### DIRECTIONS
Find the word "selectAccountSlice" in the data below and copy each line that holds it.

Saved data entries
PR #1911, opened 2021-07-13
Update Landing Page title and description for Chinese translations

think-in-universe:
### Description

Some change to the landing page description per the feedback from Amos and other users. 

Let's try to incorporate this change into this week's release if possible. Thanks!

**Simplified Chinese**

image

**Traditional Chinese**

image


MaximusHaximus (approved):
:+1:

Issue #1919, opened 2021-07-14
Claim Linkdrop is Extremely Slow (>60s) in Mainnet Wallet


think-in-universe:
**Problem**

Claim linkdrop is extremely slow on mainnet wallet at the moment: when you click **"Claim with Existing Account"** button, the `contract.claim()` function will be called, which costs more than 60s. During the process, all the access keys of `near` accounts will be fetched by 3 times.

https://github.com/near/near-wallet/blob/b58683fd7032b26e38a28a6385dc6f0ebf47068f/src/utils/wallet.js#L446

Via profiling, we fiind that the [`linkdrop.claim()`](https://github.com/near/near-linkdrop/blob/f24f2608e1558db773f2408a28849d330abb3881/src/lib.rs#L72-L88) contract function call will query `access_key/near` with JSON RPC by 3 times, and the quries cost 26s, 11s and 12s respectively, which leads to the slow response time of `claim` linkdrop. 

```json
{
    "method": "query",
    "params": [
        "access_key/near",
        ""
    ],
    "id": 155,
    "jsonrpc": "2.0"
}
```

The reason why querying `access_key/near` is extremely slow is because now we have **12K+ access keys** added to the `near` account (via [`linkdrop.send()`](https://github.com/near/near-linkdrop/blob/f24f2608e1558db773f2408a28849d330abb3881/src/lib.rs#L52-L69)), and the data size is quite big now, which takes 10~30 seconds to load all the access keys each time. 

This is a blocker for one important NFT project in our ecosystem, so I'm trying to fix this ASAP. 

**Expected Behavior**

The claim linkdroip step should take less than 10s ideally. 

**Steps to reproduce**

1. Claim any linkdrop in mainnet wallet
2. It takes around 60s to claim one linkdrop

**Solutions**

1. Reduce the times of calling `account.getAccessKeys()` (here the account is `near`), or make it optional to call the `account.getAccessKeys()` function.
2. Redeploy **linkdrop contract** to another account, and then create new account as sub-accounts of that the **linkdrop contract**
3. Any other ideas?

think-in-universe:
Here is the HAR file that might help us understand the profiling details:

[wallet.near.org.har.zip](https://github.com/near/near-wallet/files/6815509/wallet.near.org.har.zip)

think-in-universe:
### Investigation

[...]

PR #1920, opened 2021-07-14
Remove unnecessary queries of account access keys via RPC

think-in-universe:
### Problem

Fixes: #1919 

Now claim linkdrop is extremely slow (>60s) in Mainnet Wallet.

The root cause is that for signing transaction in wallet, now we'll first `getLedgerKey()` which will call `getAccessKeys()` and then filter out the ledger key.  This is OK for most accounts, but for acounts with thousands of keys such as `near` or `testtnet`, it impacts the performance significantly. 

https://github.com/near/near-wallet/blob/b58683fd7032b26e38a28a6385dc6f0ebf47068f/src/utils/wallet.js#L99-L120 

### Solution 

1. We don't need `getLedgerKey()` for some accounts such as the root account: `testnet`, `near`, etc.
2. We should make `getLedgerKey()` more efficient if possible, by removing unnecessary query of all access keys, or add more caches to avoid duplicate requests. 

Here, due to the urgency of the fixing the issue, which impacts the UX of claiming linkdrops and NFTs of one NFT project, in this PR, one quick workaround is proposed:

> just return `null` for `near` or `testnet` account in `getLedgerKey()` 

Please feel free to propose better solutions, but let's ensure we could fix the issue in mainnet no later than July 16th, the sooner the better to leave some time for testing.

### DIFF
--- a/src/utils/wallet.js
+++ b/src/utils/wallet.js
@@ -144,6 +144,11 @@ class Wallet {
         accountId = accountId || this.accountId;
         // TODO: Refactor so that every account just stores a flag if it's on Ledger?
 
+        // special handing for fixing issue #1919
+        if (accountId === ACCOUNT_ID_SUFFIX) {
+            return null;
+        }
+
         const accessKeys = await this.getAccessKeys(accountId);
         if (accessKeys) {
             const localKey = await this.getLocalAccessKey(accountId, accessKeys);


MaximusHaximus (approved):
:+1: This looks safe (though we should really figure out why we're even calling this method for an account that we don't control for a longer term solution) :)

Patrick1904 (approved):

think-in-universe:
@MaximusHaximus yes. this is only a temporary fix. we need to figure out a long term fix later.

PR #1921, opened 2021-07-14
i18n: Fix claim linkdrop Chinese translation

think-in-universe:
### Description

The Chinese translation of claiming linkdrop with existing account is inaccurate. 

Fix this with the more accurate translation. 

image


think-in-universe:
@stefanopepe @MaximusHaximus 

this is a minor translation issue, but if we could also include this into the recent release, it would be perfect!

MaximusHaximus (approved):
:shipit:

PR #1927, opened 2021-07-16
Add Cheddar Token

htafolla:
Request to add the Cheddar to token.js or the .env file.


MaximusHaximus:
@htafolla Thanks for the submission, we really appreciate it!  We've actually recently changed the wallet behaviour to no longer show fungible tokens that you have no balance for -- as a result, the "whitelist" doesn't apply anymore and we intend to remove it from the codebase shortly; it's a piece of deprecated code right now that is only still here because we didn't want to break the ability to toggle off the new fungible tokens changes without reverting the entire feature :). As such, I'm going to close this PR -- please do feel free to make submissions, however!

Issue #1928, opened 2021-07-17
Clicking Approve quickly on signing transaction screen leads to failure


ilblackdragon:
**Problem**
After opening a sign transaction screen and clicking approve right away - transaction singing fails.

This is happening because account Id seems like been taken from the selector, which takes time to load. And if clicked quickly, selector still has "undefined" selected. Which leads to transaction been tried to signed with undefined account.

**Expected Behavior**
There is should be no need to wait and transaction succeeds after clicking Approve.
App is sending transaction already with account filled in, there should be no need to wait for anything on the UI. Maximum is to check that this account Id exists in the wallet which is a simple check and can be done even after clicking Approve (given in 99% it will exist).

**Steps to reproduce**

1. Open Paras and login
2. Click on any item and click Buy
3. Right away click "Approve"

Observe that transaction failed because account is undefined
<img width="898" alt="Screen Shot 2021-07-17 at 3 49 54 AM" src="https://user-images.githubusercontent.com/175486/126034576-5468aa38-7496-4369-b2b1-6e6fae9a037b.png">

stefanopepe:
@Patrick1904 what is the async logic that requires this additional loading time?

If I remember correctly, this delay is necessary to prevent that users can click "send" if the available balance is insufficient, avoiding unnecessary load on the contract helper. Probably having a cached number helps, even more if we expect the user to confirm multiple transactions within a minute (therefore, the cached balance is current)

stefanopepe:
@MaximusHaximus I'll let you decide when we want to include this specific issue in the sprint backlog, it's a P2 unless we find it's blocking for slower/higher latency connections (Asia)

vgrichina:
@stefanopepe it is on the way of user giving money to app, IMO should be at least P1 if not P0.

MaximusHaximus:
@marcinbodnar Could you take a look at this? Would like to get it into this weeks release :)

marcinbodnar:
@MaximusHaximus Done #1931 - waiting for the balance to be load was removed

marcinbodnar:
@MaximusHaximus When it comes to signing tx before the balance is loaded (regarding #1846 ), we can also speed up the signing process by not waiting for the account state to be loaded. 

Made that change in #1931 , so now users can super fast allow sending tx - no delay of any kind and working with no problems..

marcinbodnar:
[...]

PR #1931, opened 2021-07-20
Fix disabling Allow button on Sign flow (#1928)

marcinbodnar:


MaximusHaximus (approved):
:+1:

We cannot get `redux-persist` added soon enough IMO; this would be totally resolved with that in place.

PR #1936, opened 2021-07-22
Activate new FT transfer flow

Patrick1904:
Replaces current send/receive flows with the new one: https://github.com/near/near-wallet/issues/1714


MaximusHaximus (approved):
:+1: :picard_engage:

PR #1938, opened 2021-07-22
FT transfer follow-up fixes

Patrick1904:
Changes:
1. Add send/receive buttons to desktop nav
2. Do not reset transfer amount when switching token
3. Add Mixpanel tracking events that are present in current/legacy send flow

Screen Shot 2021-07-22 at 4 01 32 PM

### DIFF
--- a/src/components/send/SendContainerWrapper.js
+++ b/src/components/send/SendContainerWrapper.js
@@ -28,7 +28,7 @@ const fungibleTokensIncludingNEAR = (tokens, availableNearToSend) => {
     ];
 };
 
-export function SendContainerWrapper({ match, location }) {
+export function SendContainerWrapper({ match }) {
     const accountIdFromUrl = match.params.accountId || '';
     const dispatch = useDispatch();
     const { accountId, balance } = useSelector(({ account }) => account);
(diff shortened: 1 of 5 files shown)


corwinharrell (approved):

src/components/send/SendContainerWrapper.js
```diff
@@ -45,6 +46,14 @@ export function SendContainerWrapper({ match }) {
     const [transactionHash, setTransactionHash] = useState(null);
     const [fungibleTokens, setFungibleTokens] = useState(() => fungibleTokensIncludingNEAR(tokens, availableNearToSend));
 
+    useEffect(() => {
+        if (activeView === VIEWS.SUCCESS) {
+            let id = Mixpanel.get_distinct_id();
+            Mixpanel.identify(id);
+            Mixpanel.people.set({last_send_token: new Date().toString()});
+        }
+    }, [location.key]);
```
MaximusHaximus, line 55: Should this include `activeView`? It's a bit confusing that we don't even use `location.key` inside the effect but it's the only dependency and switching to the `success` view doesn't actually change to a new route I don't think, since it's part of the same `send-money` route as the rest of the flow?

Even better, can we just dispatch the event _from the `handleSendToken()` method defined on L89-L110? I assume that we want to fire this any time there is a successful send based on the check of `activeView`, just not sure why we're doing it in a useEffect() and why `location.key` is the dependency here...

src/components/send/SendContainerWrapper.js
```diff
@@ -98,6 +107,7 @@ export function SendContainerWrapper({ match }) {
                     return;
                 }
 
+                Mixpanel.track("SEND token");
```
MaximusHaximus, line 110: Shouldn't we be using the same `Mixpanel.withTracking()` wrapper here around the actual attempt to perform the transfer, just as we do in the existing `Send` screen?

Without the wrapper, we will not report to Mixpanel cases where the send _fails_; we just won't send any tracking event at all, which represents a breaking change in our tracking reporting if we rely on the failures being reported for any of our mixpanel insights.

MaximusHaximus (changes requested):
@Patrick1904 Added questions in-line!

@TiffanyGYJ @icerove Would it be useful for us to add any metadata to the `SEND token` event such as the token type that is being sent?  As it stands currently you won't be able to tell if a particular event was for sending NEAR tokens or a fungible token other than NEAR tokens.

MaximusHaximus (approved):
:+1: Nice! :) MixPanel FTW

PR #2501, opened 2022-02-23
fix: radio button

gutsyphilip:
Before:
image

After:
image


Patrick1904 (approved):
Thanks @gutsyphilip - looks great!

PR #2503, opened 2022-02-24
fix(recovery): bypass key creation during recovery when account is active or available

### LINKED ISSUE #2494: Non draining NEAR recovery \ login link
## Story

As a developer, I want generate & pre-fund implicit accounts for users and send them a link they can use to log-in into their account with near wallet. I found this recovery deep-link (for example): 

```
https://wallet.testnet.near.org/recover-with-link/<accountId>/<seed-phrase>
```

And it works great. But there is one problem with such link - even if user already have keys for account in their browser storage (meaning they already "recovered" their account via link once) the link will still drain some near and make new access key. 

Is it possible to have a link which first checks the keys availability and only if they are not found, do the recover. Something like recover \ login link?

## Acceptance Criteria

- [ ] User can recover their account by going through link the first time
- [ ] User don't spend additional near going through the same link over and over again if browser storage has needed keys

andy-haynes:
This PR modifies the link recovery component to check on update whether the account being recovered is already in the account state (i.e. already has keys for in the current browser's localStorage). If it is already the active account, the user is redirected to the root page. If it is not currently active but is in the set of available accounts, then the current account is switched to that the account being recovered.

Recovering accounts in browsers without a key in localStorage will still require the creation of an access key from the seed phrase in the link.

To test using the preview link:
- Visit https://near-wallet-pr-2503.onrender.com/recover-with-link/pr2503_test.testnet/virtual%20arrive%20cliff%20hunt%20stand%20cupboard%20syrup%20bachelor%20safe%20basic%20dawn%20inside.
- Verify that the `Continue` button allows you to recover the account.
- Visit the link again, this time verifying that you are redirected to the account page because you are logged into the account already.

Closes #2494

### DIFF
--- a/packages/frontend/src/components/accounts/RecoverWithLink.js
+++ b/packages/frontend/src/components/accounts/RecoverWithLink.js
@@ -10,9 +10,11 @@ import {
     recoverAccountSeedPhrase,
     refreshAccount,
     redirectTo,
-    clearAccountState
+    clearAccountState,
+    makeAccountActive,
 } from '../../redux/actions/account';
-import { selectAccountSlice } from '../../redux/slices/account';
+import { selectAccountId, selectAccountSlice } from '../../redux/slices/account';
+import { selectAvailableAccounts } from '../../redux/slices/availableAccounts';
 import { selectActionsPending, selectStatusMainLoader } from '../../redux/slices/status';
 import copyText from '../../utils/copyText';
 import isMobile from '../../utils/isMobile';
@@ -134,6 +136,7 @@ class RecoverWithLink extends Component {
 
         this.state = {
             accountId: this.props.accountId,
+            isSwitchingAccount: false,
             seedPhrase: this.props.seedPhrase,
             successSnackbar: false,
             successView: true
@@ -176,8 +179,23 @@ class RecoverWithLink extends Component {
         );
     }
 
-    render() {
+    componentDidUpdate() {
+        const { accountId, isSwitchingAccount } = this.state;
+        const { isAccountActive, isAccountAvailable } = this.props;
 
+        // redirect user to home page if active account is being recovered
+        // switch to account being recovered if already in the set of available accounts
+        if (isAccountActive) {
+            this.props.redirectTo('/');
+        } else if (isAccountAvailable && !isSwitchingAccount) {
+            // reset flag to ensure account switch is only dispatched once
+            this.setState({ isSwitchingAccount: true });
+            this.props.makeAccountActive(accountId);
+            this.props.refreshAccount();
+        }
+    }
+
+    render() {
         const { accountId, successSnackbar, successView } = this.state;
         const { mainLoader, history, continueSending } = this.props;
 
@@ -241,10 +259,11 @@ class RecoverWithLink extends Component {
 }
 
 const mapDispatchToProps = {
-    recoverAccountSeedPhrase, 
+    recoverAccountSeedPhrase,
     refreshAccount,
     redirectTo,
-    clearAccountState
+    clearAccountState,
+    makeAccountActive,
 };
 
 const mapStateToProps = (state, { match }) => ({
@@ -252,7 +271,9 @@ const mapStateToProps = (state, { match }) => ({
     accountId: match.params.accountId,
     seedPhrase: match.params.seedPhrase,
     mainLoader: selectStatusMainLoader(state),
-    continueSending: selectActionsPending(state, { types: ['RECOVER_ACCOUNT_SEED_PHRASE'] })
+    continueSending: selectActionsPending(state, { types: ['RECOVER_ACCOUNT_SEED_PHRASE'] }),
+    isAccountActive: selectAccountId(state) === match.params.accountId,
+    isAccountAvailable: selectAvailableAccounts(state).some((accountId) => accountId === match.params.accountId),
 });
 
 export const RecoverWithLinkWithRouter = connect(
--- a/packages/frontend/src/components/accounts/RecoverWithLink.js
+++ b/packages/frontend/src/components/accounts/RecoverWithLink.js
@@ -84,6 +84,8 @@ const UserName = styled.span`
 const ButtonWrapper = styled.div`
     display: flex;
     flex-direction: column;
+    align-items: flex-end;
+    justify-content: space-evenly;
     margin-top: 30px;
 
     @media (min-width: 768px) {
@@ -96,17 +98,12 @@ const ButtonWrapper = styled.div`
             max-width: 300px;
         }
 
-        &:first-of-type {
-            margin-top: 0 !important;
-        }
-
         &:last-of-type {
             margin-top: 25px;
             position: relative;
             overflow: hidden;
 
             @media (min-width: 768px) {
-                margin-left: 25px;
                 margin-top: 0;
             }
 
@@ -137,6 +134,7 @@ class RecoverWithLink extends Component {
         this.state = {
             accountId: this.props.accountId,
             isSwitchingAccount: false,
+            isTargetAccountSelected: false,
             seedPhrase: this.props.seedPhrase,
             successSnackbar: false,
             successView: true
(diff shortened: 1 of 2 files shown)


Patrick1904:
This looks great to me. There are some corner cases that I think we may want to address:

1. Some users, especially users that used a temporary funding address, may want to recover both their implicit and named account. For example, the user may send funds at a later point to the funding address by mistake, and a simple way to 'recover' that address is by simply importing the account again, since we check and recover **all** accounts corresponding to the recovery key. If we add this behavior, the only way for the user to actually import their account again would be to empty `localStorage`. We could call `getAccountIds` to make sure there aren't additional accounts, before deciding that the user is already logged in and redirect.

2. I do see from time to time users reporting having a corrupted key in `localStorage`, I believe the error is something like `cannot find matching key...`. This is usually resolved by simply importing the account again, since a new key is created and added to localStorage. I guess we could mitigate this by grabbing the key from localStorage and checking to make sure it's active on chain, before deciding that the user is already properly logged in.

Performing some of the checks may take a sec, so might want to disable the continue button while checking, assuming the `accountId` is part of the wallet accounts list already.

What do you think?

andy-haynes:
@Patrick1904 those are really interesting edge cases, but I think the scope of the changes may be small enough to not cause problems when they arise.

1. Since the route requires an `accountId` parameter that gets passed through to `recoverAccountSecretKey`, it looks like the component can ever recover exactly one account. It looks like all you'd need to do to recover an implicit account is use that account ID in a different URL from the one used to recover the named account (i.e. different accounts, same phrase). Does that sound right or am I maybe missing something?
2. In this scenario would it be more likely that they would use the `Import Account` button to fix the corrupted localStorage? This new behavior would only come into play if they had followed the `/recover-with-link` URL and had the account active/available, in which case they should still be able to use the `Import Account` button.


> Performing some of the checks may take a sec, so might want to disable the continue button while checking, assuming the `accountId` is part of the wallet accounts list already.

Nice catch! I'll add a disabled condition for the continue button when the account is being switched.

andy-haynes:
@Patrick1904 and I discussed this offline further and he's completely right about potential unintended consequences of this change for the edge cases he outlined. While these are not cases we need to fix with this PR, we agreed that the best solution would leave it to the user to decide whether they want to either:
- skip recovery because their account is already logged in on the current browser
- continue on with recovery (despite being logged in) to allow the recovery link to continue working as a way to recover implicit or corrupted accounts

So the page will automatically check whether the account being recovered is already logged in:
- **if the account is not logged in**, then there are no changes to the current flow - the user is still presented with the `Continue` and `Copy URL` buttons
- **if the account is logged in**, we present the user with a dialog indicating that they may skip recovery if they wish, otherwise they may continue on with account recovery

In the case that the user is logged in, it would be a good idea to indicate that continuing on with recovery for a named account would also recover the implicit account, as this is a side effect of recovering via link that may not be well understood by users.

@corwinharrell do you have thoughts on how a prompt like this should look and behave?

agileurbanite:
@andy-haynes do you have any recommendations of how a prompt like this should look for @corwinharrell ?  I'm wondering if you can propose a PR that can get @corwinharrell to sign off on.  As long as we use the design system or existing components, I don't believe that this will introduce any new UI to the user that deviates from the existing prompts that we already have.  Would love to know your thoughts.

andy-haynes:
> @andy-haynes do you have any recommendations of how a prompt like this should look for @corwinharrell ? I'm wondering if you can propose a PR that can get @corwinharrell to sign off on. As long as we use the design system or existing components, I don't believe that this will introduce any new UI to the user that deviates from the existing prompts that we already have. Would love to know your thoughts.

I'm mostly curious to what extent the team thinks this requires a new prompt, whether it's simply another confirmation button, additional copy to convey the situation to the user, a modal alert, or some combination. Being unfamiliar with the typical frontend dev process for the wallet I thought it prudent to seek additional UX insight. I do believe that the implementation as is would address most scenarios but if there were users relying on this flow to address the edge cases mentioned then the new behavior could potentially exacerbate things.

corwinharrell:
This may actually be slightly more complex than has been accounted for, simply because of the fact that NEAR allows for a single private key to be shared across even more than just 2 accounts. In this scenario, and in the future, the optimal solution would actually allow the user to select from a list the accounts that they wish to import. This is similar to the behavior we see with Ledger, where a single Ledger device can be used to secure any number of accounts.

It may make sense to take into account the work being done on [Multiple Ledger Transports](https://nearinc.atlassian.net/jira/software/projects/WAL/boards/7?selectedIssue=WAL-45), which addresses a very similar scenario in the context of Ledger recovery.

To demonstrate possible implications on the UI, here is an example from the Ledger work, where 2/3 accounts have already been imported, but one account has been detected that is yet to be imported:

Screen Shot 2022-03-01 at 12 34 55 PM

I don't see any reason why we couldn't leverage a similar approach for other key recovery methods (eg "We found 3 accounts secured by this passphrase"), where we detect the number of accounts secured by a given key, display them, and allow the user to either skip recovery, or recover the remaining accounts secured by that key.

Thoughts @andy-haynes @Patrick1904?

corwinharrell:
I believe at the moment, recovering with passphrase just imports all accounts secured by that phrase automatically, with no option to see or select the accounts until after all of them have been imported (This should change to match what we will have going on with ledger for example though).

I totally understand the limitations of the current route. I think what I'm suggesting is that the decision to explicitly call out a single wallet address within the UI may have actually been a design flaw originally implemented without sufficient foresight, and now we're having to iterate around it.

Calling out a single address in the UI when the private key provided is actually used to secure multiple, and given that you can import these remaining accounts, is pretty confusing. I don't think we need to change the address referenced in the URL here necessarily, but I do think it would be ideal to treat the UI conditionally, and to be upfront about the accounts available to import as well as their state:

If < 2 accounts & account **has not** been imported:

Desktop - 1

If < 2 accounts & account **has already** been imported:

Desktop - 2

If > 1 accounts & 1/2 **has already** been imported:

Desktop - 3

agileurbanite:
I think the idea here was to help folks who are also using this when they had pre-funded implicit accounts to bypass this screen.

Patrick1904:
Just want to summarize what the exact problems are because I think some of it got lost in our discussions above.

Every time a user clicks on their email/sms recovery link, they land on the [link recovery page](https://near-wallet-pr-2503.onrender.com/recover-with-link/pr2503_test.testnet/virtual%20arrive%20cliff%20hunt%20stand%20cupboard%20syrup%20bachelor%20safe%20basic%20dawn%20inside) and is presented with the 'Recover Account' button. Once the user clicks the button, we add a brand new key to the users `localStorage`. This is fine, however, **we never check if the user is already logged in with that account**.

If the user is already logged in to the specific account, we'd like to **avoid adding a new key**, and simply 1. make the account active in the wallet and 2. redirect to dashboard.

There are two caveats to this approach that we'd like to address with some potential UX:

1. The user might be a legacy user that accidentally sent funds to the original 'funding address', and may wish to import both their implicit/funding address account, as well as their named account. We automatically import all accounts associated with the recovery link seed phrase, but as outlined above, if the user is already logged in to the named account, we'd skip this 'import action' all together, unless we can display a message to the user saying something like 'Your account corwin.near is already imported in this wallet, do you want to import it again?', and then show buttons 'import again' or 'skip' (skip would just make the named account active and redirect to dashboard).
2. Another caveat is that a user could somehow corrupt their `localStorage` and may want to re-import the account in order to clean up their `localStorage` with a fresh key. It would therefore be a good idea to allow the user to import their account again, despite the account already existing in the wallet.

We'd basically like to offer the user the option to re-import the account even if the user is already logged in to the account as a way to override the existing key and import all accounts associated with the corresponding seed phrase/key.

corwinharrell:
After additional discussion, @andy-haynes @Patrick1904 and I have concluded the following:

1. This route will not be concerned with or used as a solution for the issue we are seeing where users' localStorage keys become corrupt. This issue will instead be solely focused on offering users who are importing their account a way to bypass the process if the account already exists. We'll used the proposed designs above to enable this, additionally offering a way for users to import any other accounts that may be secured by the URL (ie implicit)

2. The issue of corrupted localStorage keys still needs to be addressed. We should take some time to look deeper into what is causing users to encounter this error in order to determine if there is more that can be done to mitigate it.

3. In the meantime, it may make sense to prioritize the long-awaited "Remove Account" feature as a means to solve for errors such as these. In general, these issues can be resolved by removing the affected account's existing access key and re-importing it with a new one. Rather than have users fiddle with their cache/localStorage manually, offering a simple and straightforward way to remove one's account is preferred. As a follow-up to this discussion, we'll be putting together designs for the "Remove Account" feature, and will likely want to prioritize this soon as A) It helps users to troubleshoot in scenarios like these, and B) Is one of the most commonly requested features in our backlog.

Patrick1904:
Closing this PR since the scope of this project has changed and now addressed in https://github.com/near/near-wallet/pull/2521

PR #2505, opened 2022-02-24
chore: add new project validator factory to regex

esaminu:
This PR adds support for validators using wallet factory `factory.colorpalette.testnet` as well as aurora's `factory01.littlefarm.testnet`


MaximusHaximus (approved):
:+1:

### PROBLEM SOLUTION
-import { selectAccountSlice } from '../../redux/slices/account';
+import { selectAccountId, selectAccountSlice } from '../../redux/slices/account';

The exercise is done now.